En esa época los programas del Discovery solo podían comprarse en cassettes VHS. Es muy significativo que, mientras hoy pueden comprarse en línea versiones en DVD de muchos programas de esa época del Discovery, Brain Sex ya no está disponible, y un amigo a quien se los encargué solo pudo encontrar los tres cassettes de la serie en copias de uso, en un sitio de subastas por internet. Son programas perfectamente vigentes, que han envejecido tal vez en los tipos de gráficos, debido al progreso tan rápido en la informática, pero que presentan hechos científicos verificables, incontrovertibles. Lo que no se les puede perdonar es que apoyan una conclusión políticamente incorrecta y, en consecuencia, se busca un modo sigiloso de «barrerlos hacia debajo de la alfombra».
» No se pierde solo dinero
Lamentablemente, la ideología de género ha tenido costos mayores que los millones de euros de los contribuyentes noruegos despilfarrados durante años por un grupo de embaucadores. Es famoso el caso de David Reimer, el mayor de dos gemelos idénticos nacidos en Canadá en 1965. David (a quien sus padres habían puesto por nombre Bruce) perdió el pene debido a una circuncisión defectuosa a la edad de siete meses. Sus padres lo pusieron en manos del psicólogo John Money (sí, el mismo de la distinción entre sexo biológico y rol de género). Money era un destacado defensor de la teoría de la «neutralidad de género», y afirmaba que la identidad de género se desarrolla exclusivamente por aprendizaje e influencia social, y que es posible reasignar el sexo de un infante mediante cirugía y una crianza adecuada. Esa fue la opción que les recomendó a los Reimer. Para Money someter a ese proceso a uno de dos gemelos idénticos era la oportunidad dorada para demostrar sus teorías.
La odisea de abuso y manipulación médica a que fueron sometidos los hermanos es digna de una pelícu la de horror. Baste decir que, pese a que Money había continuado publicando informes sobre el éxito del caso, David se operó varias veces para revertir la reasignación de sexo y siguió teniendo graves trastornos psiquiátricos hasta que se suicidó en 2004, dos años después que su hermano, esquizofrénico, muriera por una sobredosis de antidepresivos.
» ¿50 % de mujeres y 50 % de hombres en todas las profesiones?

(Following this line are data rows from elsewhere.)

PR #2936, opened 2024-03-01
[core] Introduce userDefineSeqComparator for MergeSorter

JingsongLi:
### Purpose

We should separate user define sequence fields and incremental sequence id. This way, there will be no more accuracy issues. When comparing, we can first compare the user-defined sequenceField (We don't need to extract long now, just compare) and then compare our self increasing sequenceId.

There are still many codes that need to be modified as a whole, and this is just the first part.

First step of https://github.com/apache/incubator-paimon/pull/2811


yuzelin (approved):
+1

PR #2939, opened 2024-03-03
[Core]add table schema cache for SchemaManager

wg1026688210:
### Purpose
When reading a split ,recordReader will loads the schema of the split from the FileSystem.
The pr is for adding the cache of TableSchema  for SchemaManager to reduce the access of FileSystem.

### Tests
SchemaManagerTest#testCache

### DIFF
--- a/paimon-core/src/main/java/org/apache/paimon/schema/SchemaManager.java
+++ b/paimon-core/src/main/java/org/apache/paimon/schema/SchemaManager.java
@@ -47,6 +47,7 @@ import org.apache.paimon.utils.Preconditions;
 
 import javax.annotation.Nullable;
 import javax.annotation.concurrent.ThreadSafe;
+
 import java.io.IOException;
 import java.io.Serializable;
 import java.io.UncheckedIOException;
@@ -90,7 +91,7 @@ public class SchemaManager implements Serializable {
         this.fileIO = fileIO;
         this.tableRoot = tableRoot;
         this.cache = cache;
-        //cache
+        // cache
         listAll();
     }
 
--- a/paimon-core/src/main/java/org/apache/paimon/schema/SchemaManager.java
+++ b/paimon-core/src/main/java/org/apache/paimon/schema/SchemaManager.java
@@ -84,15 +84,9 @@ public class SchemaManager implements Serializable {
     private final Map<Long, TableSchema> cache;
 
     public SchemaManager(FileIO fileIO, Path tableRoot) {
-        this(fileIO, tableRoot, new ConcurrentHashMap<>());
-    }
-
-    public SchemaManager(FileIO fileIO, Path tableRoot, Map<Long, TableSchema> cache) {
         this.fileIO = fileIO;
         this.tableRoot = tableRoot;
-        this.cache = cache;
-        // cache
-        listAll();
+        this.cache = new ConcurrentHashMap<>();
     }
 
     public SchemaManager withLock(@Nullable Lock lock) {
@@ -132,11 +126,6 @@ public class SchemaManager implements Serializable {
         } catch (IOException e) {
             throw new UncheckedIOException(e);
         }
-    }
-
-    @VisibleForTesting
-    public Map<Long, TableSchema> getCachedSchema() {
-        return cache;
     }
 
     /** Create a new schema from {@link Schema}. */
@@ -378,9 +367,7 @@ public class SchemaManager implements Serializable {
             try {
                 boolean success = commit(newSchema);
                 if (success) {
-                    if (cache != null) {
-                        cache.put(newSchema.id(), newSchema);
-                    }
+                    cache.put(newSchema.id(), newSchema);
                     return newSchema;
                 }
             } catch (Exception e) {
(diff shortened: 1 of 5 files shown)


paimon-core/src/main/java/org/apache/paimon/schema/SchemaCache.java
```diff
@@ -0,0 +1,73 @@
...
+import java.io.Serializable;
+import java.util.HashMap;
+import java.util.Map;
+import java.util.function.Function;
+
+/**
+ * The class is responsible for providing a schemaManager with a concurrent and serializable schema
+ * cache.
+ */
+public class SchemaCache implements Serializable {
```
JingsongLi, line 38: You don't need to introduce this class, just merge this into `SchemaManager`.

paimon-core/src/main/java/org/apache/paimon/schema/SchemaCache.java
```diff
@@ -0,0 +1,73 @@
...
+    public TableSchema getSchema(Long id, Function<Long, TableSchema> schemaLoader) {
+        return cache.get(id, schemaLoader);
+    }
+
+    public void deleteSchema(Long id) {
+        cache.invalidate(id);
+    }
+
+    private void writeObject(ObjectOutputStream out) throws IOException {
+        Map<Long, TableSchema> map = new HashMap<>(cache.asMap());
```
JingsongLi, line 58: I think we don't need serialize this cache.

paimon-core/src/main/java/org/apache/paimon/table/AbstractFileStoreTable.java
```diff
@@ -97,6 +102,17 @@ protected AbstractFileStoreTable(
...
         this.tableSchema = tableSchema;
         this.catalogEnvironment = catalogEnvironment;
+        schemaCache = loadSchemaCache(fileIO, path);
+    }
+
+    @NotNull
+    private Map<Long, TableSchema> loadSchemaCache(FileIO fileIO, Path path) {
+        Map<Long, TableSchema> schemaCache = new ConcurrentHashMap<>();
+        SchemaManager schemaManager = new SchemaManager(fileIO, path);
+        for (TableSchema schema : schemaManager.listAll()) {
```
JingsongLi, line 112: Why we need to list all at first?

paimon-core/src/main/java/org/apache/paimon/table/AbstractFileStoreTable.java
```diff
@@ -82,6 +85,8 @@ abstract class AbstractFileStoreTable implements FileStoreTable {
     protected final TableSchema tableSchema;
     protected final CatalogEnvironment catalogEnvironment;
 
+    protected final Map<Long, TableSchema> schemaCache;
```
JingsongLi, line 88: or just store `SchemaManager` here?

paimon-core/src/main/java/org/apache/paimon/schema/SchemaManager.java
```diff
@@ -80,9 +80,16 @@ public class SchemaManager implements Serializable {
 
     @Nullable private transient Lock lock;
 
+    private final Map<Long, TableSchema> cache;
+
     public SchemaManager(FileIO fileIO, Path tableRoot) {
+        this(fileIO, tableRoot, null);
```
JingsongLi, line 86: new hash map? just keep cache not null?

paimon-core/src/main/java/org/apache/paimon/table/AbstractFileStoreTable.java
```diff
@@ -97,6 +100,7 @@ protected AbstractFileStoreTable(
         }
         this.tableSchema = tableSchema;
         this.catalogEnvironment = catalogEnvironment;
+        tableSchemaManager = new SchemaManager(fileIO, path, new ConcurrentHashMap<>());
```
JingsongLi, line 103: Just use `public SchemaManager(FileIO fileIO, Path tableRoot)`

paimon-core/src/test/java/org/apache/paimon/schema/SchemaManagerTest.java
```diff
@@ -94,6 +95,27 @@ public void afterEach() {
...
+                new SchemaManager(FileIOFinder.find(path), path, new ConcurrentHashMap<>());
+        // schema-0
+        manager.createTable(schema);
+        // schema-1
+        manager.commitChanges(SchemaChange.setOption("aaa", "bbb"));
+        // schema-2
+        manager.commitChanges(SchemaChange.setOption("ccc", "ddd"));
+
+        Map<Long, TableSchema> cachedSchema = manager.getCachedSchema();
+        assertThat(cachedSchema).hasSize(3);
```
JingsongLi, line 111: You don't need to `getCachedSchema`.
You can just verify same instances.

JingsongLi:
See https://github.com/apache/incubator-paimon/pull/3021

JingsongLi:
At present, this solution is relatively obscure. Generally speaking, it is difficult to accept a solution where the cache is serialized and reused by distributed tasks.

Considering that https://github.com/apache/incubator-paimon/pull/3021 has already been merged and can solve most problems in most cases (without schema changes), I am considering closing this PR.

You can reopen this PR at any time if you have any further needs.

PR #3331, opened 2024-05-14
[core] Exclude watermark and logOffsets for normal table

JingsongLi:
### Purpose

We don't need to save these two fields in the snapshot file when they're not needed.


JingsongLi:
`FileStoreCommitImpl` must use logOffsets... There will be NPE.

PR #3332, opened 2024-05-14
[spark] Fix can not set bucket number in HiveMigrator

xuzifu666:
Fix can not set bucket number in HiveMigrator，currently in MigrateTableProcedure can only set bucket = -1, user cannot set bucekts，the pr is aim to fix it.

Linked issue: close #xxx


JingsongLi:
@xuzifu666 

> Spark load to paimon table is more fast with setting buckets

What is this come from? Do you have some reproduce steps?

xuzifu666:
> @xuzifu666 
> 
> > Spark load to paimon table is more fast with setting buckets
> 
> What is this come from? Do you have some reproduce steps?
This is in our test spark data to paimon,if bucket is -1,would had a bucket assgine, so user would set bucket number avoid bucket assgine, mainly in the scene.@JingsongLi

xuzifu666:
Keep the default is better，so close the pr first

PR #3339, opened 2024-05-16
[core] Optimize snapshots table when specific snapshot id

JingsongLi:
### Purpose

1. Extract a class: LeafPredicateExtractor
2. Handle push down for snapshots table.


leaves12138 (approved):
+1

PR #3347, opened 2024-05-20
[spark] Fix drop database cascade when database with view with SparkGenericCatalog

Zouxxyy:
### Purpose

Becase `SparkGenericCatalog` doest not implement `ViewCatalog` currently, `listTables` will return views too, so dropTable(view) will raise exception, we need to fallback to use `sessionCatalog` to drop


JingsongLi (approved):
+1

Un último aspecto que quiero resaltar de los datos presentados es precisamente el primero abordado en Lavado de cerebro: la paradoja de la igualdad de género. No puede esperarse que en todas las profesiones hombres y mujeres estén presentes en igual proporción, porque hombres y mujeres no tienen necesariamente los mismos intereses y aspiraciones. Lo que es esencial es que mujeres y hombres tengan exactamente las mismas oportunidades, y que, en la medida de lo posible, sus profesiones sean elegidas sin presiones, ya sean económicas, sociales o de otro tipo, y sin que se aplique ningún tipo de discriminación.
Del mismo modo, es un error etiquetar algunas profesiones como correspondientes a un estereotipo sexual. Sabemos positivamente que las mujeres prefieren ocupaciones que tengan que ver con relaciones personales: enfermeras, maestras, trabajadoras sociales. No es machista que hablemos del programa del «médico y la enfermera de la familia», porque si bien es de esperar que haya también enfermeros, siempre habrá, como en la paradoja noruega, una proporción mayor de enfermeras.
El objetivo no es cumplir con unas estadísticas que se correspondan con lo postulado por una ideología, sino lograr la plena felicidad de todos.